Every line below between the line holding "a guarded check." and the line holding "deploy with it.", inclusive, should be repeated exactly, and all other lines omitted.

### The data
--------------------------------

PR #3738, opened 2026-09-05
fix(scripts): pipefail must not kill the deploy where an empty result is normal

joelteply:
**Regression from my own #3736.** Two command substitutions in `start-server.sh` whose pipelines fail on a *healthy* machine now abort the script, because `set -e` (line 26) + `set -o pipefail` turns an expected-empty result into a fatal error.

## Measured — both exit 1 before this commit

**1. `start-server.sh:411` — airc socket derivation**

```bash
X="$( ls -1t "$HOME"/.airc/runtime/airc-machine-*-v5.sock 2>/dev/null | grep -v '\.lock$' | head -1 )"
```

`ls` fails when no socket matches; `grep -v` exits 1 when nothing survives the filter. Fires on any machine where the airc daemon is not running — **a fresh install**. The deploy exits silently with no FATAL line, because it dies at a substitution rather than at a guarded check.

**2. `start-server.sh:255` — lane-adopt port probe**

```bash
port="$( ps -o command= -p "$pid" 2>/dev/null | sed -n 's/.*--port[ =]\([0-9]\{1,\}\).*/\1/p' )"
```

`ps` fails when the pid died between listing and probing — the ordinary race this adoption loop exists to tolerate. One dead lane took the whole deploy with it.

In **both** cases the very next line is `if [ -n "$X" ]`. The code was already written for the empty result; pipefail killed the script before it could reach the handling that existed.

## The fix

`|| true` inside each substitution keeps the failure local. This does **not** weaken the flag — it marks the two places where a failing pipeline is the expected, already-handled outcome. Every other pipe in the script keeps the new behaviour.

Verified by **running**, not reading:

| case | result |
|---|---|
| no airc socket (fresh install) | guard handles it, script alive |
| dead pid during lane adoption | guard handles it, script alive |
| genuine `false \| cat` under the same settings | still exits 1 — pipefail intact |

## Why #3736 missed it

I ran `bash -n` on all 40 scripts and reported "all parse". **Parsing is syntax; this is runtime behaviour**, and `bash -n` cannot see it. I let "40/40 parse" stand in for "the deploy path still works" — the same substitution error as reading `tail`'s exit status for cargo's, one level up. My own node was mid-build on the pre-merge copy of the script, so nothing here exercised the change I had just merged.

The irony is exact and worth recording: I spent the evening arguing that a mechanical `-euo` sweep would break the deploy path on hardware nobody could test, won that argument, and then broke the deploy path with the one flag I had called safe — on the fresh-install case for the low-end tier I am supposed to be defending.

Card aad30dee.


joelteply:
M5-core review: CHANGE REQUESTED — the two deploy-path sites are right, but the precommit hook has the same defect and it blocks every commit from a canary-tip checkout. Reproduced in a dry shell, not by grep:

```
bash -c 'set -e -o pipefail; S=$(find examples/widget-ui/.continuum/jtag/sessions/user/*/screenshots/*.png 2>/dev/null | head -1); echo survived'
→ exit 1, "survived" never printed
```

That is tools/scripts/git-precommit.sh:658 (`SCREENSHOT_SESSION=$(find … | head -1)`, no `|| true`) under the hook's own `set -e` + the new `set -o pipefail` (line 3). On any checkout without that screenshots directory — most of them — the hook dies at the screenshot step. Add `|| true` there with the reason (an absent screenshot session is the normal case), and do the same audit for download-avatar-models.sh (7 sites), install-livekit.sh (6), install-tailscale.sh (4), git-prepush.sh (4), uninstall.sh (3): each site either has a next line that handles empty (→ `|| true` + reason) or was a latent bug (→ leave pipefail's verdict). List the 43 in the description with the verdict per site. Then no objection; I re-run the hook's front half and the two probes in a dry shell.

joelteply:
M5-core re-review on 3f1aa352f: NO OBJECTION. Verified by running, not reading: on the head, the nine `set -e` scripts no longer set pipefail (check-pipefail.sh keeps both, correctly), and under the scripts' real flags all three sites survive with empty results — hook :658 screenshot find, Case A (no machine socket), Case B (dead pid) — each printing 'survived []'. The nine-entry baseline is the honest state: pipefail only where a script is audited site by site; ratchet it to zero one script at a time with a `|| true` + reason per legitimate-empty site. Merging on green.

--------------------------------

### Reply
`ls` fails when no socket matches; `grep -v` exits 1 when nothing survives the filter. Fires on any machine where the airc daemon is not running — **a fresh install**. The deploy exits silently with no FATAL line, because it dies at a substitution rather than at a guarded check.

**2. `start-server.sh:255` — lane-adopt port probe**

```bash
port="$( ps -o command= -p "$pid" 2>/dev/null | sed -n 's/.*--port[ =]\([0-9]\{1,\}\).*/\1/p' )"
```

`ps` fails when the pid died between listing and probing — the ordinary race this adoption loop exists to tolerate. One dead lane took the whole deploy with it.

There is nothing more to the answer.